Another interesting aspect of this

question

of metrics, particularly in juxtaposition

to those dimensional schemas that have been the bread and butter of data warehousing for the past thirty years now, is

if you're doing the dimensional modeling

correctly, then why do you even need a separate representation of metrics? And it also introduces

comparisons to things such as the differentiation between a data warehouse and an OLAP server as well as comparison to practices such

as master data management

as well as data governance policies and how that reflects to the technical representation and just the idea being that

raw data is only useful if you contextualize it. The way that you contextualize it is to

compare it to the questions of business process.

And then the canonical example of why you need effective definitions of metrics is that different people across the business

have a different concept of what a specific phrase might mean where customer has a different,

meaning to a marketing team versus a finance team versus a sales team. And so

the business events that cause somebody to go from a prospect to a customer

have different thresholds across those different use cases. And I'm wondering if you can just maybe wrap that altogether and

explain why just the practice of dimensional data modeling

is not sufficient, or what are some of the aspects of that as a general practice and policy that

leave gaps

that necessitate the introduction of a new concept and a new technology layer.

Totally. I think this sort of yeah. Did it just wrap everything? I think it's really it gets down to the the purpose question. The Kimbell framework, the Inman framework, they were all designed

to thoughtfully build data models with the use case being that a business is able to retrieve

flexible calculations of metrics, right, inside, like, some BI tool, for example. So yeah. So give me revenue in New York City, for, you know, for Uber. Right? Give me rides. Give me riders. Give me for September. Give me the the rolling twenty eight days. Cut it by UberX versus Uber share. Like, all of these various

cuts can all be provided

in a well governed way, but that was the end purpose. The purpose is can I generate these metrics,

which is really what the metric layer is also, in in a sense, trying to do? Right? If you look at it through that lens, the metric layer is just a formalization

of

on top of Kimbell,

a structure that also captures the metrics itself as a concept. So it's not just facts and events and dimensions. It's also metrics and dimensions. Just like one other it's one layer further up in terms of abstraction.

Whereas I think of metric tree as really getting as close to the business model as you can. So back to the point of it being a data model that captures the business model.

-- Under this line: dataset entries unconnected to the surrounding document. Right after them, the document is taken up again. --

PR #7243, opened 2024-07-19
fix: page param not getting reset when applying filters

### LINKED ISSUE #7188: Search filter in admin panel doesn't reset page number
### Link to reproduction

_No response_

### Payload Version

3.0.0-beta.65

### Node Version

20.11

### Next.js Version

15.0.0-canary.53

### Describe the Bug

I have a collection with a relationship field linked to another collection. In the admin panel, I try to add a filter for that field, but the select element that performs the search doesn't reset the page parameter in the request every time I change something in the field, causing it to miss the results.

https://github.com/user-attachments/assets/c2226e3f-4958-4b07-93c0-af0fdefacaae

### Reproduction Steps

Create one collection with a relationship to another collection
On the admin panel try to filter for that relationship field

### Adapters and Plugins

_No response_

JessRynkar:
## Description

Closes #7188

In the collection list view, after adding a filter, the page number should be reset since the doc count will have changed.

## Type of change

## Checklist:


certificadosenergeticos:
Hi @JessChowdhury. First of all, thanks for working on this!. I have a question, how long does it usually take for a PR like this to be merged?

packages/ui/src/elements/WhereBuilder/index.tsx
```diff
@@ -144,9 +147,21 @@ export const WhereBuilder: React.FC<WhereBuilderProps> = (props) => {
   React.useEffect(() => {
     if (shouldUpdateQuery) {
       handleWhereChange({ or: conditions })
+
+      // Reset the page param when updating the where query
+      if (searchParams?.page && searchParams?.page !== '1') {
```
jacobsfletch, line 152: This might fix the symptoms of this issue but I'm not sure this addresses the root cause of the problem here. Couple of things I'm noticing: there's already a `handleWhereChange` callback, feels like we can tie into that instead. This will ensure that you can override this behavior based on the environment that the `WhereBuilder` is rendered in, i.e. querying within a `ListDrawer` should _not_ effect top-level URL params. Take a look at the `ListQueryProvider`, feels like this is where the magic should happen. On the `ListView`, we're rendering it with the `modifySearchParams` prop. This is an existing function that interfaces with the URL. You should be able to adjust this as needed.

JessChowdhury: On it!

JessChowdhury:
> Hi @JessChowdhury. First of all, thanks for working on this!. I have a question, how long does it usually take for a PR like this to be merged?

Hi @certificadosenergeticos - we've got the review started, should be merged and released tomorrow or the day after!

jacobsfletch:
@JessChowdhury let's be sure to get some tests written for this as well

JarrodMFlesch:
@JessChowdhury I think this can just be done using the `refineListData` from `useListQuery()`

i.e.

```ts
React.useEffect(() => {
  if (shouldUpdateQuery) {
    refineListData({
      where: {
        or: conditions,
      },
      page: '1',
    })
    setShouldUpdateQuery(false)
  }
}, [conditions, refineListData, shouldUpdateQuery])
```

Want to give that a shot?

packages/ui/src/providers/ListQuery/index.tsx
```diff
@@ -165,7 +165,13 @@ export const ListQueryProvider: React.FC<ListQueryProps> = ({
 
       hasSetInitialParams.current = true
     }
-  }, [defaultSort, defaultLimit, router, modifySearchParams, currentQuery])
+
+    // if there are no docs on the current page and docs exist, redirect to the last page
+    if (data.docs.length === 0 && data.totalDocs > 0) {
+      currentQuery.page = String(data.totalPages)
```
JarrodMFlesch, line 171: I think it might make more sense to go back to page 1, no?

JessChowdhury:
> @JessChowdhury I think this can just be done using the `refineListData` from `useListQuery()`
> 
> i.e.
> 
> ```ts
> React.useEffect(() => {
>   if (shouldUpdateQuery) {
>     refineListData({
>       where: {
>         or: conditions,
>       },
>       page: '1',
>     })
>     setShouldUpdateQuery(false)
>   }
> }, [conditions, refineListData, shouldUpdateQuery])
> ```
> 
> Want to give that a shot?

Thanks @JarrodMFlesch. Jake noted [here](https://github.com/payloadcms/payload/pull/7243#discussion_r1688380951) that we likely need to make this change from within the `ListQueryProvider` so I have added:

```
if (data.docs.length === 0 && data.totalDocs > 0) {
  currentQuery.page = String(data.totalPages)
  router.replace(`?${qs.stringify(currentQuery)}`)
}
```

This works as expected, what do you think? 

Also - will add test for this.

JarrodMFlesch:
Comment left here:

https://github.com/payloadcms/payload/pull/7243/files/42e6b430f16e5fb23be4134dafa9b4ffc034b98c#r1691800381

packages/ui/src/providers/ListQuery/index.tsx
JessChowdhury: Yeah you're right, no value in taking them to the closest page. Updated!

packages/ui/src/providers/ListQuery/index.tsx
```diff
@@ -165,7 +172,13 @@ export const ListQueryProvider: React.FC<ListQueryProps> = ({
 
       hasSetInitialParams.current = true
     }
-  }, [defaultSort, defaultLimit, router, modifySearchParams, currentQuery])
+
+    // reset to first page if there are no results on the current page
+    if (data.docs.length === 0 && data.totalDocs > 0) {
+      currentQuery.page = '1'
+      router.replace(`?${qs.stringify(currentQuery)}`)
+    }
```
JarrodMFlesch, line 180: @JessChowdhury on closer look, I don't think this should go here. I think it might belong in the `refineData` function.

And you can check if `search` or `where` are in the incoming query and reset page to 1 else keep it as it is in the currentQuery.

```ts
const refineListData = React.useCallback(
  async (query: RefineOverrides) => {
    if (!modifySearchParams) return
    
    let pageQuery = 'page' in query ? query.page : currentQuery?.page
    // reset to first page if where or search is updated
    if ('where' in query || 'search' in query) pageQuery = 1
    
    const updatedPreferences: Record<string, unknown> = {}
    let updatePreferences = false
    
    if ('limit' in query) {
      updatedPreferences.limit = query.limit
      updatePreferences = true
    }
    if ('sort' in query) {
      updatedPreferences.sort = query.sort
      updatePreferences = true
    }
    if (updatePreferences && preferenceKey) {
      await setPreference(preferenceKey, updatedPreferences)
    }
    const params = {
      limit: 'limit' in query ? query.limit : currentQuery?.limit,
      page: pageQuery,
      search: 'search' in query ? query.search : currentQuery?.search,
      sort: 'sort' in query ? query.sort : currentQuery?.sort,
      where: 'where' in query ? query.where : currentQuery?.where,
    }
    router.replace(`${qs.stringify(params, { addQueryPrefix: true })}`)
  },
  [preferenceKey, modifySearchParams, router, setPreference, currentQuery],
)
```

JessChowdhury: Initially this is what I went for, I wasn't sure if it was because this is in a callback but the query it was returning was the previous one. I.e. if I added filter, the query comes up null, I then adjust the filter, the query will give me the previous conditions... like it's always 1 behind.

JarrodMFlesch: I would have to see it to know what you mean. But `query` should just be what is passed in from the other functions i.e. `handleWhereChange`

JessChowdhury: Disregard what I said here ^ this was happening because I was changing the page query right at the bottom of the callback previously. I've tested this and it works, will push this change now.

And now that is a back end

on which we can build analytical functions that can actually directly affect the workflows of the work that's being done around data in the organization. So it's just so I don't think, like, Kimball, there was any drawback to that. It's just, like, that framework was useful to generate metrics.

And now we're talking about

users wanna activate the data to use your to use your phrase. They wanna use the data. They wanna get insights quickly. They wanna make decisions quickly. And how do we make all that happen? And the answer is we gotta keep pushing the attraction, keep pushing the frontier of modeling forward, and that's where metric trees really fit in.

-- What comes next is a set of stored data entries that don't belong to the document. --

PR #7259, opened 2024-07-20
chore: fix lint-staged eslint CI errors due to wrong eslint config being used

AlessioGr:
We need a lint-staged setup for every monorepo package. Otherwise, lint-staged will run eslint for that file FROM the monorepo root, which is incorrect, as that makes eslint use the root eslint config for that file, not the package-specific one.

Here is a CI run that failed due to that: https://github.com/payloadcms/payload/actions/runs/10023457252/job/27704395086?pr=7224 . Any configs added by a sub-eslint config are currently not respected, leading to eslint errors you wouldn't see in local development. Adding lint-staged to the test package.json fixed it for that specific PR.

This PR adds it to all the other remaining packages. This is also recommended by lint-staged in a monorepo setup: https://github.com/lint-staged/lint-staged#how-to-use-lint-staged-in-a-multi-package-monorepo (while they recommend a `.lintstagedrc.json`, the package.json lint-stages object works and is respected by lint-staged just as well. I'd rather have that than one additional file for every single package)

### DIFF
--- a/packages/create-payload-app/package.json
+++ b/packages/create-payload-app/package.json
@@ -47,6 +47,16 @@
     "test": "jest",
     "typecheck": "tsc"
   },
+  "lint-staged": {
+    "**/package.json": "sort-package-json",
+    "*.{md,mdx,yml,json}": "prettier --write",
+    "*.{js,jsx,ts,tsx}": [
+      "prettier --write",
+      "eslint --cache --fix"
+    ],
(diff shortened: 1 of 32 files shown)


denolfe:
While it does look like they recommend this, it just seems very backwards. Why would a monorepo package have to have a lint-staged pattern for `templates/website/**/*`?

We should look deeply for a different solution.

And so digging into that purpose and the

definition

of the metrics and their relations

and how that factors into

the questions that the business is asking and needs answers to.

What are some of the strategies

that you have found most effective and that you recommend for teams who are in the early stages of trying to adopt metric trees and understand

what are the

definitions, how do they relate to each other, how do they ladder up from the very fine grade events into the more abstracted,

contextualized

business questions that are being asked about the data that underlies those calculations?

That's a really interesting question because,

if you talk to business folks and I, you know, I I helped a start up go from seed stage to IPO, so worked with the business extremely closely. And you talk to any business folk, you will and you talk to them about, you know, what are the drivers, what are the input levers you have, what are the output metrics, the KPIs, and have this conversation.

You will realize very quickly that they already have a rough mental model that kinda looks like a metric tree if you were to, you know, think about it that in that context.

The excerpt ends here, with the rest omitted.